— Action item —
Within the data that follows, how many lines carry the string "deltaepsilon"? Give the number alone.

[Recorded data]
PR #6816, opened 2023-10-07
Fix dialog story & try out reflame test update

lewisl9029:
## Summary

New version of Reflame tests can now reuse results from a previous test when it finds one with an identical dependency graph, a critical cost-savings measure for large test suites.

--

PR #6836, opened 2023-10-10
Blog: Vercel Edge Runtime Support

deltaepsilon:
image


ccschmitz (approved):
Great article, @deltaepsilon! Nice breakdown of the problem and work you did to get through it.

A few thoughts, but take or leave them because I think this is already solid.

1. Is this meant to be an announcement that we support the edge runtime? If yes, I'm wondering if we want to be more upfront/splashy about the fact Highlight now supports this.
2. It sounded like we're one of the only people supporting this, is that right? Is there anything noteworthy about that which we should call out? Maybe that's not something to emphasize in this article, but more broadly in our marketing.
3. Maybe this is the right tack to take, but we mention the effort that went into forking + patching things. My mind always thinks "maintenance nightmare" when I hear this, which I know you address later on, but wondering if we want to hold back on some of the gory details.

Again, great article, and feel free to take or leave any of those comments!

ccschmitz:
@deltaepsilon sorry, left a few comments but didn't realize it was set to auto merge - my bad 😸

— Task response —
3